В двадцатых годах он спокойно разъезжал по Европе с полуофициальными миссиями, ибо негласно считалось, что никто другой в Финляндии не имеет такого авторитета на международной арене. Маннергейм не занимал никакого государственного поста; в 1920 году он возглавил «Союз защиты детей имени генерала Маннергейма», задачей которого было проявлять заботу о физическом и нравственном здоровье подрастающего поколения и, в первую очередь, оберегать его от тлетворного воздействия идей социализма и коммунизма (так что никаких симпатий к Ленину, идеологическому врагу, у генерала явно не было).

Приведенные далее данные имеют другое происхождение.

PR #641, opened 2022-10-26
[RHELC-772] checks: Omit exclude= options from repoquery

PicklesMcDougan:
In is_loaded_kernel_latest(), repoquery is subject to exclude= in /etc/yum.conf. If there is "exclude=kernel", the conversion can fail with the following:

	CRITICAL - Could not find any kernel from repositories to compare against the loaded kernel.

This patch resolves that condition by explicitly disabling all "exclude" options with:

	--setopt=exclude""

Signed-off-by: John Castranio <jcastran@redhat.com>

Jira Issue: [RHELC-772](https://issues.redhat.com/browse/RHELC-772)

Checklist
- [x] PR meets acceptance criteria specified in the Jira issue
- [x] PR has been tested manually in a VM (either author or reviewer)
- [ ] Jira issue has been made public if possible
- [x] `[RHELC-]` is part of the PR title 
- [ ] Code and tests are documented properly
- [ ] The commits are squashed to as few commits as possible (without losing data) 
- [ ] When merged: Jira issue has been updated to `Release Pending`

PR #947, opened 2023-09-29
[RHELC-880] 8.8 as an EUS release supported for conversions

pr-watson:
This PR updates the corresponds_to_rhel_eus() function to have improved detection if a system is eus. A function get_latest_distro_release_version() is in place to query the enabled repositories on the system for their respective *- release package, the config files for each system we convert have been updated to have the hard-coded release package we need to query to extract the latest available minor version of the system. 

Then this latest released system version is compared with the running systems minor version. If they are equal, we use the standard RHEL repos for the conversion. If the running system version is older than the latest available, then we compare the running version with the hardcoded dictionary with EUS period start dates. If the date hasn't been reached yet, we again use the standard RHEL repos for the conversion. If it has been reached, we convert using EUS repos.

Integration tests related to eus have also been updated.

Jira Issues: [RHELC-880](https://issues.redhat.com/browse/RHELC-880)

Checklist

### DIFF
--- a/convert2rhel/actions/system_checks/eus.py
+++ b/convert2rhel/actions/system_checks/eus.py
@@ -1,0 +1,53 @@
+# Copyright(C) 2023 Red Hat, Inc.
+#
+# This program is free software: you can redistribute it and/or modify
+# it under the terms of the GNU General Public License as published by
+# the Free Software Foundation, either version 3 of the License, or
+# (at your option) any later version.
+#
+# This program is distributed in the hope that it will be useful,
+# but WITHOUT ANY WARRANTY; without even the implied warranty of
+# MERCHANTABILITY or FITNESS FOR A PARTICULAR PURPOSE.  See the
+# GNU General Public License for more details.
+#
+# You should have received a copy of the GNU General Public License
+# along with this program.  If not, see <https://www.gnu.org/licenses/>.
+
+__metaclass__ = type
+
+import datetime
+import logging
+
+from convert2rhel import actions
+from convert2rhel.systeminfo import EUS_MINOR_VERSIONS, system_info
+from convert2rhel.toolopts import tool_opts
+
+
+logger = logging.getLogger(__name__)
+
+
+class EusSystemCheck(actions.Action):
+    id = "EUS_SYSTEM_CHECK"
+
+    def run(self):
+        """Warn the user if their system is under EUS and past the EUS release date without using the --eus cli option."""
+        super(EusSystemCheck, self).run()
+
+        current_version = "%s.%s" % (system_info.version.major, system_info.version.minor)
+        eus_versions = list(EUS_MINOR_VERSIONS.keys())[1:]
+        if current_version in eus_versions:
+            eus_release_date = EUS_MINOR_VERSIONS.get(current_version, False)
+            # Turn eus_release_date into a datetime object
+            eus_release_date = datetime.datetime.strptime(eus_release_date, "%Y-%m-%d").date()
+            current_datetime = datetime.date.today()
+
+            # warning message if the eus release date is past and the --eus option is not set
+            if not tool_opts.eus and current_datetime > eus_release_date:
+                self.add_message(
+                    level="WARNING",
+                    id="EUS_COMMAND_LINE_OPTION_UNUSED",
+                    title="The --eus command line option is unused",
+                    description="Current system version is under Extended Lifecycle Support (EUS). You may want to consider using the --eus"
+                    " command line option to land on a system patched with the latest security errata.",
+                )
+        return
--- a/convert2rhel/data/7/x86_64/configs/centos-7-x86_64.cfg
+++ b/convert2rhel/data/7/x86_64/configs/centos-7-x86_64.cfg
@@ -5,6 +5,10 @@
 # Delimited by whitespace(s).
 gpg_fingerprints = 24c6a8a7f4a80eb5
 
+# Release package used to query the major and minor version
+release_pkg =
+  centos-release
+
 # List of packages to be removed before the system conversion starts.
 # Delimited by any whitespace(s).
 excluded_pkgs =
--- a/convert2rhel/data/7/x86_64/configs/centos-7-x86_64.cfg
+++ b/convert2rhel/data/7/x86_64/configs/centos-7-x86_64.cfg
@@ -5,10 +5,6 @@
 # Delimited by whitespace(s).
 gpg_fingerprints = 24c6a8a7f4a80eb5
 
-# Release package used to query the major and minor version
-release_pkg =
-  centos-release
-
 # List of packages to be removed before the system conversion starts.
 # Delimited by any whitespace(s).
 excluded_pkgs =
--- a/convert2rhel/pkghandler.py
+++ b/convert2rhel/pkghandler.py
@@ -677,7 +677,7 @@ def _get_package_repositories(pkgs):
 
     output, retcode = utils.run_subprocess(
         ["repoquery", "--quiet", "-q"] + pkgs + ["--qf", query_format],
-        print_cmd=False,
+        print_cmd=True,
         print_output=False,
     )
     output = [line for line in output.split("\n") if line]
--- a/convert2rhel/repo.py
+++ b/convert2rhel/repo.py
@@ -39,11 +39,7 @@ def get_rhel_repoids():
     we preferably enable the RHEL EUS repoids as those provide security updates over two years, in comparison to 6 months
     in case of the standard non-EUS repoids.
     """
-
-    if system_info.corresponds_to_rhel_eus_release():
-        repos_needed = system_info.eus_rhsm_repoids
-    else:
-        repos_needed = system_info.default_rhsm_repoids
+    repos_needed = system_info.eus_rhsm_repoids if system_info.eus_system else system_info.default_rhsm_repoids
 
     loggerinst.info("RHEL repository IDs to enable: %s" % ", ".join(repos_needed))
 
--- a/convert2rhel/systeminfo.py
+++ b/convert2rhel/systeminfo.py
@@ -24,9 +24,6 @@ import re
 import time
 
 from collections import namedtuple
-from datetime import datetime as dt
-
-import rpm
 
 from six.moves import configparser, urllib
 
@@ -63,11 +60,7 @@ EUS_MINOR_VERSIONS = {
 Version = namedtuple("Version", ["major", "minor"])
 
 
-class RepoqueryFailure(Exception):
-    """Custom exception for repoquery failure"""
-
-
-class SystemInfo(object):
+class SystemInfo:
     def __init__(self):
         # Operating system name (e.g. Oracle Linux)
         self.name = None
@@ -91,12 +84,14 @@ class SystemInfo(object):
             # RPM-GPG-KEY-redhat-legacy-former
             "219180cddb42a60e",
         ]
+        # Whether the system has internet access
+        self.has_internet_access = None
+        # Whether the system release corresponds to a rhel eus release
+        self.eus_system = None
         # Packages to be removed before the system conversion
         self.excluded_pkgs = []
         # Release packages to be removed before the system conversion
         self.repofile_pkgs = []
-        # Main release package used to query release version
-        self.release_pkg = None
         self.cfg_filename = None
         self.cfg_content = None
         self.system_release_file_content = None
@@ -132,11 +127,11 @@ class SystemInfo(object):
         self.fingerprints_orig_os = self._get_gpg_key_fingerprints()
         self.generate_rpm_va()
         self.releasever = self._get_releasever()
-        self.release_pkg = self._get_release_package()
         self.kmods_to_ignore = self._get_kmods_to_ignore()
         self.booted_kernel = self._get_booted_kernel()
         self.has_internet_access = self._check_internet_access()
         self.dbus_running = self._is_dbus_running()
+        self.eus_system = self.corresponds_to_rhel_eus_release()
 
     def print_system_information(self):
         """Print system related information."""
@@ -255,9 +250,6 @@ class SystemInfo(object):
 
     def _get_repofile_pkgs(self):
         return self._get_cfg_opt("repofile_pkgs").split()
-
-    def _get_release_package(self):
-        return self._get_cfg_opt("release_pkg")
 
     def _get_releasever(self):
         """
@@ -422,57 +414,15 @@ class SystemInfo(object):
         :return: Whether or not the current system has an EUS correspondent in RHEL.
         :rtype: bool
         """
+        current_version = "%s.%s" % (self.version.major, self.version.minor)
+        # This check will be dropped once 8.6 is no longer supported under EUS
+        if current_version == "8.6":
+            return True
+        if tool_opts.eus and current_version in EUS_MINOR_VERSIONS:
+            self.logger.info("EUS argument detected, automatically evaluating system as EUS")
+            return True
 
-        eus_release_date = EUS_MINOR_VERSIONS.get("%s.%s" % (self.version.major, self.version.minor), False)
-        if eus_release_date:
-            eus_release_date = dt.strptime(eus_release_date, "%Y-%m-%d")
-            current_datetime = dt.today()
-            if not self.has_internet_access:
-                return self.datetime_comparison_returns(current_datetime, eus_release_date)
-            elif current_datetime > eus_release_date:
-                try:
-                    latest_release_version = self.get_latest_distro_release_version()
-                except RepoqueryFailure:
-                    return self.datetime_comparison_returns(current_datetime, eus_release_date)
-
-                latest_major, latest_minor = latest_release_version.split(".")
-                if int(latest_minor) > int(self.version.minor):
-                    return "%s.%s" % (self.version.major, self.version.minor) in EUS_MINOR_VERSIONS
-                if int(latest_minor) < int(self.version.minor):
-                    pass
-                    # some form of warning
-                    # corner case that should not happen, need to decide what to do in case we land in this condition
-                    # where the users system on a version that hasn't been released yet
         return False
-
-    def datetime_comparison_returns(self, current_datetime, eus_release_date):
-        if current_datetime > eus_release_date:
-            return "%s.%s" % (self.version.major, self.version.minor) in EUS_MINOR_VERSIONS
-        return False
-
-    def get_latest_distro_release_version(self):
-        """Extract minor version from release name using yum list"""
-        cmd = [
-            "repoquery",
-            "--setopt=exclude=",
-            "--quiet",
-            "--qf",
-            "C2R\\t%{VERSION}",
-            self.release_pkg,
-        ]
-        yum_output, return_code = run_subprocess(cmd, print_output=False)
-        if return_code != 0:
-            self.logger.debug("Got the following output: %s", yum_output)
-            raise RepoqueryFailure("Repoquery failed to execute")
-
-        latest_release_version = "0.0"
-        for line in yum_output.split("\n"):
-            line = line.strip()
-            if "C2R" in line:
-                _, release_version = line.split("\t")
-                if rpm.labelCompare(("0", latest_release_version, "0"), ("0", release_version, "0")) == -1:
-                    latest_release_version = release_version
-        return latest_release_version
 
     def _is_dbus_running(self):
         """
--- a/convert2rhel/systeminfo.py
+++ b/convert2rhel/systeminfo.py
@@ -24,6 +24,9 @@ import re
 import time
 
 from collections import namedtuple
+from datetime import datetime as dt
+
+import rpm
 
 from six.moves import configparser, urllib
 
@@ -51,13 +54,20 @@ RELEASE_VER_MAPPING = {
     "7.9": "7Server",
 }
 
-# List of EUS minor versions supported
-EUS_MINOR_VERSIONS = ["8.6"]
+# Dictionary of EUS minor versions supported and their EUS period start date
+EUS_MINOR_VERSIONS = {
+    "8.6": "2022-11-09",
+    "8.8": "2023-11-14",
+}
 
 Version = namedtuple("Version", ["major", "minor"])
 
 
-class SystemInfo:
+class RepoqueryFailure(Exception):
+    """Custom exception for repoquery failure"""
+
+
+class SystemInfo(object):
     def __init__(self):
         # Operating system name (e.g. Oracle Linux)
         self.name = None
@@ -85,6 +95,8 @@ class SystemInfo:
         self.excluded_pkgs = []
         # Release packages to be removed before the system conversion
         self.repofile_pkgs = []
+        # Main release package used to query release version
+        self.release_pkg = None
         self.cfg_filename = None
         self.cfg_content = None
         self.system_release_file_content = None
@@ -120,6 +132,7 @@ class SystemInfo:
         self.fingerprints_orig_os = self._get_gpg_key_fingerprints()
         self.generate_rpm_va()
         self.releasever = self._get_releasever()
+        self.release_pkg = self._get_release_package()
         self.kmods_to_ignore = self._get_kmods_to_ignore()
         self.booted_kernel = self._get_booted_kernel()
         self.has_internet_access = self._check_internet_access()
@@ -242,6 +255,9 @@ class SystemInfo:
 
     def _get_repofile_pkgs(self):
         return self._get_cfg_opt("repofile_pkgs").split()
+
+    def _get_release_package(self):
+        return self._get_cfg_opt("release_pkg")
 
     def _get_releasever(self):
         """
@@ -403,10 +419,60 @@ class SystemInfo:
         For example if we detect CentOS Linux 8.4, the corresponding RHEL 8.4 is an EUS release, but if we detect
         CentOS Linux 8.5, the corresponding RHEL 8.5 is not an EUS release.
 
-        :return: Whether or not the current system has a EUS correspondent in RHEL.
+        :return: Whether or not the current system has an EUS correspondent in RHEL.
         :rtype: bool
         """
-        return "%s.%s" % (self.version.major, self.version.minor) in EUS_MINOR_VERSIONS
+
+        eus_release_date = EUS_MINOR_VERSIONS.get("%s.%s" % (self.version.major, self.version.minor), False)
+        if eus_release_date:
+            eus_release_date = dt.strptime(eus_release_date, "%Y-%m-%d")
+            current_datetime = dt.today()
+            if not self.has_internet_access:
+                return self.datetime_comparison_returns(current_datetime, eus_release_date)
+            elif current_datetime > eus_release_date:
+                try:
+                    latest_release_version = self.get_latest_distro_release_version()
+                except RepoqueryFailure:
+                    return self.datetime_comparison_returns(current_datetime, eus_release_date)
+
+                latest_major, latest_minor = latest_release_version.split(".")
+                if int(latest_minor) > int(self.version.minor):
+                    return "%s.%s" % (self.version.major, self.version.minor) in EUS_MINOR_VERSIONS
+                if int(latest_minor) < int(self.version.minor):
+                    pass
+                    # some form of warning
+                    # corner case that should not happen, need to decide what to do in case we land in this condition
+                    # where the users system on a version that hasn't been released yet
+        return False
+
+    def datetime_comparison_returns(self, current_datetime, eus_release_date):
+        if current_datetime > eus_release_date:
+            return "%s.%s" % (self.version.major, self.version.minor) in EUS_MINOR_VERSIONS
+        return False
+
+    def get_latest_distro_release_version(self):
+        """Extract minor version from release name using yum list"""
+        cmd = [
+            "repoquery",
+            "--setopt=exclude=",
+            "--quiet",
+            "--qf",
+            "C2R\\t%{VERSION}",
+            self.release_pkg,
+        ]
+        yum_output, return_code = run_subprocess(cmd, print_output=False)
+        if return_code != 0:
+            self.logger.debug("Got the following output: %s", yum_output)
+            raise RepoqueryFailure("Repoquery failed to execute")
+
+        latest_release_version = "0.0"
+        for line in yum_output.split("\n"):
+            line = line.strip()
+            if "C2R" in line:
+                _, release_version = line.split("\t")
+                if rpm.labelCompare(("0", latest_release_version, "0"), ("0", release_version, "0")) == -1:
+                    latest_release_version = release_version
+        return latest_release_version
 
     def _is_dbus_running(self):
         """
--- a/convert2rhel/toolopts.py
+++ b/convert2rhel/toolopts.py
@@ -86,6 +86,7 @@ class ToolOpts:
         self.org = None
         self.arch = None
         self.no_rpm_va = False
+        self.eus = False
         self.activity = None
 
     def set_opts(self, supported_opts):
@@ -124,10 +125,10 @@ class CLI:
             "\n"
             "  convert2rhel [--version] [-h]\n"
             "  convert2rhel {subcommand} [-u username] [-p password | -c conf_file_path] [--pool pool_id | -a] [--disablerepo repoid]"
-            " [--enablerepo repoid] [--serverurl url] [--no-rpm-va] [--debug] [--restart] [-y]\n"
-            "  convert2rhel {subcommand} [--no-rhsm] [--disablerepo repoid] [--enablerepo repoid] [--no-rpm-va] [--debug] [--restart] [-y]\n"
+            " [--enablerepo repoid] [--serverurl url] [--no-rpm-va] [--eus] [--debug] [--restart] [-y]\n"
+            "  convert2rhel {subcommand} [--no-rhsm] [--disablerepo repoid] [--enablerepo repoid] [--no-rpm-va] [--eus] [--debug] [--restart] [-y]\n"
             "  convert2rhel {subcommand} [-k activation_key | -c conf_file_path] [-o organization] [--pool pool_id | -a] [--disablerepo repoid] [--enablerepo"
-            " repoid] [--serverurl url] [--no-rpm-va] [--debug] [--restart] [-y]\n"
+            " repoid] [--serverurl url] [--no-rpm-va] [--eus] [--debug] [--restart] [-y]\n"
         ).format(subcommand=subcommand_to_print)
 
         if subcommand_not_used_on_cli:
@@ -187,6 +188,13 @@ class CLI:
             " stored in log files %s and %s. At the end of the conversion, these logs are compared"
             " to show you what rpm files have been affected by the conversion."
             % (PRE_RPM_VA_LOG_FILENAME, POST_RPM_VA_LOG_FILENAME),
+        )
+        self._shared_options_parser.add_argument(
+            "--eus",
+            action="store_true",
+            help="Automatically recognize the system as eus, utilizing eus repos."
+            " 8.6 systems do not require this option as they are recognized as eus automatically."
+            " This option is meant for 8.8+ systems.",
         )
         self._shared_options_parser.add_argument(
             "--enablerepo",
@@ -408,6 +416,9 @@ class CLI:
             tool_opts.no_rhsm = True
             if not tool_opts.enablerepo:
                 loggerinst.critical("The --enablerepo option is required when --disable-submgr or --no-rhsm is used.")
+
+        if parsed_opts.eus:
+            tool_opts.eus = True
 
         if not tool_opts.disablerepo:
             # Default to disable every repo except:
--- a/convert2rhel/unit_tests/actions/system_checks/eus_test.py
+++ b/convert2rhel/unit_tests/actions/system_checks/eus_test.py
@@ -1,0 +1,73 @@
+# Copyright(C) 2023 Red Hat, Inc.
+#
+# This program is free software: you can redistribute it and/or modify
+# it under the terms of the GNU General Public License as published by
+# the Free Software Foundation, either version 3 of the License, or
+# (at your option) any later version.
+#
+# This program is distributed in the hope that it will be useful,
+# but WITHOUT ANY WARRANTY; without even the implied warranty of
+# MERCHANTABILITY or FITNESS FOR A PARTICULAR PURPOSE.  See the
+# GNU General Public License for more details.
+#
+# You should have received a copy of the GNU General Public License
+# along with this program.  If not, see <https://www.gnu.org/licenses/>.
+
+__metaclass__ = type
+
+import datetime
+
+import pytest
+
+from convert2rhel import actions, pkgmanager, systeminfo
+from convert2rhel.actions.system_checks import eus
+from convert2rhel.systeminfo import Version, system_info
+
+
+@pytest.fixture
+def eus_action():
+    return eus.EusSystemCheck()
+
+
+class DateMock(datetime.date):
+    @classmethod
+    def today(cls):
+        return cls(2023, 11, 15)
+
+
+class TestEus:
+    @pytest.mark.parametrize(
+        ("version_string", "message_reported"),
+        (
+            (Version(8, 6), False),
+            (Version(8, 8), True),
+            (Version(8, 10), False),  # Change to True after 8.10 is under eus
+            (Version(9, 2), False),  # Change to True after 9.2 is under eus
+        ),
+    )
+    @pytest.mark.skipif(pkgmanager.TYPE != "dnf", reason="el7 systems are not under eus")
+    def test_eus_warning_message(self, eus_action, monkeypatch, global_tool_opts, version_string, message_reported):
+
+        global_tool_opts.eus = False
+        monkeypatch.setattr(system_info, "version", version_string)
+        monkeypatch.setattr(systeminfo, "tool_opts", global_tool_opts)
+        monkeypatch.setattr(eus.datetime, "date", DateMock)
+
+        eus_action.run()
+        expected = set(
+            (
+                actions.ActionMessage(
+                    level="WARNING",
+                    id="EUS_COMMAND_LINE_OPTION_UNUSED",
+                    title="The --eus command line option is unused",
+                    description="Current system version is under Extended Lifecycle Support (EUS). You may want to consider using the --eus"
+                    " command line option to land on a system patched with the latest security errata.",
+                ),
+            )
+        )
+
+        if message_reported:
+            assert expected.issuperset(eus_action.messages)
+            assert expected.issubset(eus_action.messages)
+        else:
+            assert eus_action.messages == []
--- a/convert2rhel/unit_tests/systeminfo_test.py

От народа Финляндии ему в признание заслуг преподнесли в дар фонд имени Маннергейма в несколько миллиардов марок (надо полагать, в полуразоренной Финляндии свирепствовала инфляция и на самом деле сумма не выглядела уж столь впечатляюще), проценты с которых он имел право расходовать на собственные нужды. В 1922 году его избрали председателем общества Красного Креста Финляндии, и Маннергейм колесил по Европе, изучая опыт работы родственных организаций. Он вновь встретился в Лондоне с Тамарой Карсавиной, покинувшей Россию в 1918 году, но это была уже не та хорошенькая молоденькая танцовщица, робевшая в его присутствии. Карсавина приобрела мировую славу, стала женой английского дипломата Генри Брюса и совершенно равнодушно восприняла комплименты бывшего поклонника.